As with Reagan before the fall of the Berlin Wall, Trump appears to have recognized the stakes. While candidate Trump appeared to tar all Muslims and Iranians — including Iranian-Americans — as terrorists, President Trump seems to be aligning himself with the Iranian people. On Jan. 1, he tweeted: “Iran is failing at every level despite the terrible deal made by the Obama Administration. The great Iranian people have been repressed for many years. They are hungry for food & for freedom. Along with human rights, the wealth of Iran is being looted. TIME FOR CHANGE!”
Trump’s tweets — his support for the Iranian people’s basic economic and political rights — are a welcome break from the stultifying silence accompanying the Obama administration’s singular obsession with a nuclear deal.

But if Trump is sincere in his support for the great Iranian people, then he cannot label or treat the Iranian people — a nation that holds the key to the collapse of Islamic fundamentalism — as terrorists and extremists driven by hatred and enmity for the United States, or the West. In the struggle against tyranny and terrorism, Iranians are our allies and friends. The Iranian people’s struggle against imperialism and fundamentalism is every bit as noble and glorious as our nation’s own battle for independence and, later, stand against communism.
Instead of threatening the Iranian people with sanctions and war — a policy that allows the ayatollah to blame the United States for Iran’s economic and political decline — Trump can draw on Reagan’s sunny optimism: his innate faith in the power of human freedom and dignity. He should join millions of Iranians in calling for an end to clerical rule and the abolition of the office of Iran’s supreme leader.

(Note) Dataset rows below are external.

PR #94, opened 2025-08-29
Add rewrite_lines action and implement character limit validation

frogneko:
- Add rewrite_lines action to replace content in specific line ranges
- Implement 100,000 character limit validation for all string parameters in editing actions
- Create generic createStringValidator function for consistent parameter validation
- Add string validation to insert_text, insert_lines, replace_text, delete_text, find_text, rewrite_all, and rewrite_lines actions

### DIFF
--- a/src/editing.ts
+++ b/src/editing.ts
@@ -24,6 +24,32 @@ const POSITION_SCHEMA = {
 };
 
 /**
+ * Create a generic string validator that checks type and character limits.
+ * @param paramPaths Array of parameter paths to validate (e.g., ['text', 'content'])
+ * @param maxLength Maximum character length (default: 100,000)
+ * @returns A function that validates the specified string parameters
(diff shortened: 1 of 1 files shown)


frogneko:
> In this case it's ok, but in the future if you want to add a new feature that's not part of the current plans (like the character limit), it would be better to discuss this in the discord beforehand. I don't want you to spend your time on something which doesn't end up getting accepted.

Fair point! Since I was going to add it to my new action as a validator it made sense to add to any similar actions in the end but I'll bring it up in the discord first, for similar things in the future

frogneko:
> Just out of curiosity, what got you to land on the 100000 character limit as default?

Tried to figure out a very large limit, more of which would never be necessary, but something that wouldn't block any neuro work. It was still quite a fuzzy guess at best :)

PR #107, opened 2025-09-12
reload permissions on permission change automatically

KTrain5169:
also properly block workspace-level config changes to terminal access permission & initialises extension onStartupFinished

### DIFF
--- a/src/shared/extension.ts
+++ b/src/shared/extension.ts
@@ -70,7 +70,7 @@ export function setupCommonEventHandlers() {
                 setVirtualCursor();
             }
             if (event.affectsConfiguration('neuropilot.permission') || event.affectsConfiguration('neuropilot.disabledActions')) {
-                vscode.commands.executeCommand('neuropilot.disableAllPermissions');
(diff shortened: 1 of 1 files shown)


Pasu4:
> should `neuropilot.disabledActions` reload actions automatically?

Yes

package.json
```diff
@@ -720,7 +720,7 @@
 			"supported": "limited",
 			"description": "Terminals and Tasks access will be forcefully disabled for Neuro. She will also be unable to access Neuro-unsafe paths and won't have all tasks registered.",
 			"restrictedConfigurations": [
-				"neuropilot.permission.directTerminalAccess",
+				"neuropilot.permission.terminalAccess",
```
Pasu4, line 723: Should be added to the changelog under fixes. Something like *"Terminal access permission now cannot be enabled in untrusted workspaces (didn't work before because of wrong setting ID)"*. Avoid making is sound like Neuro had terminal access in untrusted workspaces before (e.g. **NOT** like *"Terminal access permission is now restricted in untrusted workspaces."*).

Pasu4 (approved):

PR #129, opened 2025-09-27
feat: api

KTrain5169:
long-running pr, definitely won't be merged any time soon.

initial version intentionally doesn't work because I don't think I know what I'm doing yet.

terminology:

- Companions: The name of the extension(s) that use our API
- yet to add more


KTrain5169:
@Pasu4 I think it's probably best that this PR be closed, the branch recreated and the proposal PR recreated as well, since this branch is way too out-of-date and the current "API" will need to be rewritten anyways. Thoughts?

PR #131, opened 2025-10-02
feat: experimental schema switch

### LINKED ISSUE #127: Use `oneOf` for schema `git_diff` schema validation
Since we're already using `additionalProperties` everywhere, can we also use `oneOf` for the complicated `git_diff` schema? Would alleviate having to have the really not necessary validator, but this means that if Neuro fills out an extra field it will be rejected instead of approved.

KTrain5169:
Closes #127 

`oneOf` checklist:

- [x] `git.ts` - git_diff action
- [x] ~~`editing.ts` - position params~~

`description`/`examples` checklist:

- [x] `editing.ts`
- [x] `file_actions.ts`
- [x] `git.ts`
- [x] `lint_problems.ts`
- [x] `pseudoterminal.ts`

Nothing imperils the ayatollah’s rule more than a vision and a plan for a free, prosperous, secular and sovereign Iran at peace with its neighbors, a vision not only of the future but of a past that decades of fundamentalism has failed to extinguish.
The bonds of faith, family and friendship binding the Iranian and American people to each other stretch back to Iran’s constitutional revolution of 1906 — not the hostage crisis of 1979. No amount of hatred and enmity can erase this history.